Rubio says government shutdown would have "destabilizing" impact on global affairs

Rubio: Govt. shutdown
Rubio: Govt. shutdown 07:22

WASHINGTON -- Sen. Marco Rubio, R-Florida, said that a government shutdown would have a “destabilizing” impact on global affairs amid the ongoing conflict in Syria and as “potential crisis” is brewing with North Korea.

Rubio, who appeared on CBS News’ “Face the Nation” Sunday, said a fight over border wall funding is a “fight worth having” but that the “last thing” the U.S. can afford is the appearance that the country is “only partially functioning.”

Congress has until Friday to pass spending legislation to avoid a shutdown, and White House budget director Mick Mulvaney has indicated border wall funding is a top priority.

“Uunderstand we’re just trying to finish out the current cycle, the current budget year,” Rubio said. “And so I think that’s a fight worth having and a conversation and a debate worth having for 2018. And if we can do some of that now, that’d be great.”

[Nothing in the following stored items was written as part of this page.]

PR #873, opened 2023-09-12
Update variable validator format to follow JSONSchema/openapi specifications

### LINKED ISSUE #866: Update variable validator format to follow JSONSchema/openapi specifications
Currently the validator for a deployment variable is configured as  pipe separated string which is not very straight forward. Also the `VariableValidator` is not exposed at all. 

https://github.com/eclipse-xpanse/xpanse/blob/ec910cd39b8c5fbcafa124e196bcb41b66b4e555/modules/models/src/main/java/org/eclipse/xpanse/modules/models/servicetemplate/DeployVariable.java#L52

- [ ] Make validator a map of <VariableValidator, String>.
- [ ] Rename `validator` field in `DeployVariable` to `valueSchema` and document the field as detail as possible.
- [ ] Make the `VariableValidator` enum have values same as the JSON values-> https://datatracker.ietf.org/doc/html/draft-bhutton-json-schema-validation-00 -> we can use the values in OpenApi schema object which is a superset of JSON schema but consider the next point. Validating the field will not be straightforward. 
- [ ] Consider using any existing JSON validation libraries for data validation instead of custom validation - https://github.com/networknt/json-schema-validator

P.S - Once this is implemented, we will also have the similar OpenApi validation on UI for the deploy variables.

jinyangyang222:
fixes #866 

when deployVariable validator fail, error like this:
Screenshot_15


modules/models/src/main/java/org/eclipse/xpanse/modules/models/service/utils/DeployVariableValidator.java
```diff
@@ -204,129 +129,65 @@ public Map<VariableValidator, String> getValidatorMap(String variableName, Strin
...
-            }
-            // check input value of variables is valid by validator of Ocl context.
-            Map<String, Map<VariableValidator, String>> variableInfoMap = getVariableValidatorMap(
-                    deployVariables);
-            if (variableInfoMap.isEmpty() || userPutKeys.isEmpty()) {
+        JsonSchemaObject jsonObjectSchema = buildJsonObjectSchema(deployVariables);
+
+        try {
+            String schemaJson = jsonMapper.writeValueAsString(jsonObjectSchema);
+            JsonSchemaFactory factory = JsonSchemaFactory.getInstance(SpecVersion.VersionFlag.V4);
```
swaroopar, line 140: we can use the latest version.

swaroopar (changes requested):
@jinyangyang222 you are definitely in the right direction. Exactly what we are looking for. I have added comments.

modules/models/src/main/java/org/eclipse/xpanse/modules/models/service/utils/DeployVariableValidator.java
```diff
@@ -204,129 +129,65 @@ public Map<VariableValidator, String> getValidatorMap(String variableName, Strin
...
-            if (!ignoredKeys.isEmpty()) {
-                throw new InvalidDeploymentVariableException(
-                        String.format("Required keys %s  of deploy "
-                                + " variables not found in deploy property", ignoredKeys));
-            }
-            // check input value of variables is valid by validator of Ocl context.
-            Map<String, Map<VariableValidator, String>> variableInfoMap = getVariableValidatorMap(
-                    deployVariables);
-            if (variableInfoMap.isEmpty() || userPutKeys.isEmpty()) {
+        JsonSchemaObject jsonObjectSchema = buildJsonObjectSchema(deployVariables);
```
swaroopar, line 136: write a new spring bean -> ServiceVariablesJsonSchemaGenerator and move the logic there.

modules/models/pom.xml
```diff
@@ -91,5 +91,16 @@
             <version>3.1.2</version>
             <scope>compile</scope>
         </dependency>
+        <dependency>
+            <groupId>com.networknt</groupId>
+            <artifactId>json-schema-validator</artifactId>
+            <version>1.0.87</version>
```
swaroopar, line 97: move the version to root pom.

swaroopar (changes requested):

modules/models/src/main/java/org/eclipse/xpanse/modules/models/service/utils/DeployVariableValidator.java
```diff
@@ -204,129 +129,65 @@ public Map<VariableValidator, String> getValidatorMap(String variableName, Strin
...
-                            if (userLong > validatorLong) {
-                                isValid = false;
-                            }
-                        }
-                    }
-                } else {
-                    isValid = false;
-                }
-            }
+    private JsonSchemaObject buildJsonObjectSchema(List<DeployVariable> deployVariables) {
```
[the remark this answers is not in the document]
jinyangyang222: Implemented, pls check.

modules/database/src/main/java/org/eclipse/xpanse/modules/database/servicetemplate/JsonObjectSchemaEntity.java
```diff
@@ -0,0 +1,57 @@
...
+import lombok.Data;
+import org.eclipse.xpanse.modules.database.common.CreateModifiedTime;
+import org.hibernate.annotations.Type;
+
+/**
+ * Represents the JSON_OBJECT_SCHEMA table in the database.
+ */
+@Entity
+@Table(name = "JSON_OBJECT_SCHEMA")
+@Data
```
swaroopar, line 31: @jinyangyang222 we do not need a new table like this. We must just serialize the JSON schema object and write to the existing service entity table  into a new column.

swaroopar (changes requested):

modules/deployment/src/main/java/org/eclipse/xpanse/modules/deployment/DeployService.java
```diff
@@ -566,4 +571,30 @@ private void maskSensitiveFields(DeployServiceEntity deployServiceEntity) {
             }
         }
     }
+
+    private JsonObjectSchema convertJsonObjectSchemaEntityToJsonObjectSchema(JsonObjectSchemaEntity entity) {
```
swaroopar, line 575: we just need to generate the JSON schema object as a JSON string and store in DB.

modules/models/src/main/java/org/eclipse/xpanse/modules/models/service/utils/ServiceVariablesJsonSchemaGenerator.java
```diff
@@ -0,0 +1,111 @@
...
+    public boolean isVariableValid(List<DeployVariable> deployVariables,
+                                   Map<String, String> deployProperty,
+                                   JsonObjectSchema jsonObjectSchema) {
+        if (CollectionUtils.isEmpty(deployVariables) || CollectionUtils.isEmpty(deployProperty)) {
+            return true;
+        }
+
+        try {
+            String schemaJson = jsonMapper.writeValueAsString(jsonObjectSchema);
+            JsonSchemaFactory factory = JsonSchemaFactory.getInstance(SpecVersion.VersionFlag.V4);
```
swaroopar, line 54: is V4 the latest version?

modules/models/src/main/java/org/eclipse/xpanse/modules/models/servicetemplate/utils/JsonObjectSchema.java
```diff
@@ -0,0 +1,24 @@
...
+import java.util.Map;
+import lombok.Data;
+
+/**
+ * The class is used to describe the structure and validation rules of JSON data.
+ */
+@Data
+public class JsonObjectSchema {
+
+    private final String type = "object";
```
swaroopar, line 18: this can be a static field.

modules/models/src/main/java/org/eclipse/xpanse/modules/models/service/utils/ServiceVariablesJsonSchemaGenerator.java
```diff
@@ -0,0 +1,111 @@
...
+    private final ObjectMapper jsonMapper = new ObjectMapper();
+
+    /**
+     * Check validation of deploy property map by list of deployVariables in registered service.
+     *
+     * @param deployVariables list of deployVariables in registered service
+     * @param deployProperty  deploy property map
+     * @return isValid
+     */
+    public boolean isVariableValid(List<DeployVariable> deployVariables,
```
swaroopar, line 45: here we never return false. In case of failures, we return exceptions. So better to change return type to void and method name to validateDeployVariables

modules/models/src/main/java/org/eclipse/xpanse/modules/models/service/utils/ServiceVariablesJsonSchemaGenerator.java
```diff
@@ -0,0 +1,111 @@
...
+import lombok.extern.slf4j.Slf4j;
+import org.eclipse.xpanse.modules.models.common.exceptions.VariableInvalidException;
+import org.eclipse.xpanse.modules.models.servicetemplate.DeployVariable;
+import org.eclipse.xpanse.modules.models.servicetemplate.utils.JsonObjectSchema;
+import org.springframework.stereotype.Component;
+import org.springframework.util.CollectionUtils;
+
+@Slf4j
+@Component
+public class ServiceVariablesJsonSchemaGenerator {
```
swaroopar, line 31: this bean handles both generation and valiation. we can split it into two beans or call the class name something generic.

swaroopar (changes requested):

modules/database/src/main/java/org/eclipse/xpanse/modules/database/servicetemplate/ServiceTemplateEntity.java
```diff
@@ -69,4 +69,10 @@ public class ServiceTemplateEntity extends CreateModifiedTime {
     @Column(name = "SERVICE_REGISTRATION_STATE")
     @Enumerated(EnumType.STRING)
     private ServiceRegistrationState serviceRegistrationState;
+
+    @Column(name = "JSON_OBJECT_SCHEMA_StRING", columnDefinition = "json", nullable = false)
```
swaroopar, line 73: column name -> SERVICE_VARIABLES_JSON_SCHEMA

modules/database/src/main/java/org/eclipse/xpanse/modules/database/servicetemplate/ServiceTemplateEntity.java
```diff
@@ -69,4 +69,10 @@ public class ServiceTemplateEntity extends CreateModifiedTime {
...
+    @Type(value = JsonType.class)
+    @Convert(converter = ObjectJsonConverter.class)
+    private String jsonObjectSchemaString;
```
swaroopar, line 76: please see if we can use JsonObjectSchema type instead of string. 
Also see in the h2-console, how the data is stored. Should be same as OCL column.

modules/models/src/main/java/org/eclipse/xpanse/modules/models/service/utils/ServiceVariablesJsonSchemaValidator.java
```diff
@@ -0,0 +1,65 @@
...
+     *
+     * @param deployVariables list of deployVariables in registered service
+     * @param deployProperty  deploy property map
+     */
+    public void validateDeployVariables(List<DeployVariable> deployVariables,
+                                        Map<String, String> deployProperty,
+                                        String jsonObjectSchemaStr) {
+        if (!CollectionUtils.isEmpty(deployVariables) && !CollectionUtils.isEmpty(deployProperty)) {
+            try {
+                Locale.setDefault(Locale.ENGLISH);
```
swaroopar, line 46: this wil overwrite for the entire JVM. Instead use the 'SchemaValidatorsConfig' option in the link which i gave you.

modules/models/src/main/java/org/eclipse/xpanse/modules/models/service/utils/ServiceVariablesJsonSchemaValidator.java
```diff
@@ -0,0 +1,65 @@
...
+
+    /**
+     * Check validation of deploy property map by list of deployVariables in registered service.
+     *
+     * @param deployVariables list of deployVariables in registered service
+     * @param deployProperty  deploy property map
+     */
+    public void validateDeployVariables(List<DeployVariable> deployVariables,
+                                        Map<String, String> deployProperty,
+                                        String jsonObjectSchemaStr) {
```
swaroopar, line 43: Should be the JsonObjectSchema instead of String.

modules/servicetemplate/src/main/java/org/eclipse/xpanse/modules/servicetemplate/ServiceTemplateManage.java
```diff
@@ -324,4 +341,16 @@ private void validateTerraformScript(Ocl ocl) {
         }
     }
 
+    private String generateJsonObjectSchemaString(List<DeployVariable> variables) {
```
swaroopar, line 344: Everywhere we need the JsonObjectSchema directly instead of string.

swaroopar (changes requested):

modules/servicetemplate/src/main/java/org/eclipse/xpanse/modules/servicetemplate/ServiceTemplateManage.java
jinyangyang222: The above comments have been fixed, pls check.

modules/api/src/main/java/org/eclipse/xpanse/api/exceptions/handler/CommonExceptionHandler.java
```diff
@@ -170,4 +171,16 @@ public Response handleMethodArgumentTypeMismatchException(
         return Response.errorResponse(ResultType.UNPROCESSABLE_ENTITY,
                 Collections.singletonList(ex.getMessage()));
     }
+
+    /**
```
swaroopar, line 175: please add this to DeploymentExceptionHandler  class. same for the test class also.

swaroopar (changes requested):

modules/api/src/main/java/org/eclipse/xpanse/api/exceptions/handler/CommonExceptionHandler.java
jinyangyang222: fixed.

samples/huawei-Kafka.yml
```diff
@@ -73,14 +73,17 @@ deployment:
       description: The admin password of all nodes in the Kafka cluster. If the value is empty, will create a random password.
```
swaroopar, line 73: please update all other sample files too.

swaroopar (changes requested):

swaroopar (approved):
LGTM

“But we cannot shut down the government right now,” he said. “We have a potential crisis brewing with North Korea. We’ve seen what’s going on-- the ongoing crisis in Syria. We don’t know what the outcome of the French election is going to be, but that could potentially throw the European Union and the NATO alliance into some level of consternation.”

“The last thing we can afford is to send a message to the world that the United States government, by the way, is only partially functioning,” Rubio said. “I mean, that would just have catastrophic impact in my view or certainly very destabilizing, I should say, impact on global affairs.”


Asked if the U.S. is going to war with North Korea, Rubio said, “I hope not.” He also said that the possibility of North Korea launching nuclear weapons and hitting the U.S. is an “unacceptable risk,” he said.

Rubio’s interview came briefly after reports that North Korea has detained a third U.S. citizen.

“Obviously we have to ask ourselves a very fundamental question,” Rubio said. “And that is: Is it acceptable? Can we live in a world where Kim Jung-un possesses not just nuclear weapons but the ability to deliver those weapons against the continental United States? Can we live in a world like that?”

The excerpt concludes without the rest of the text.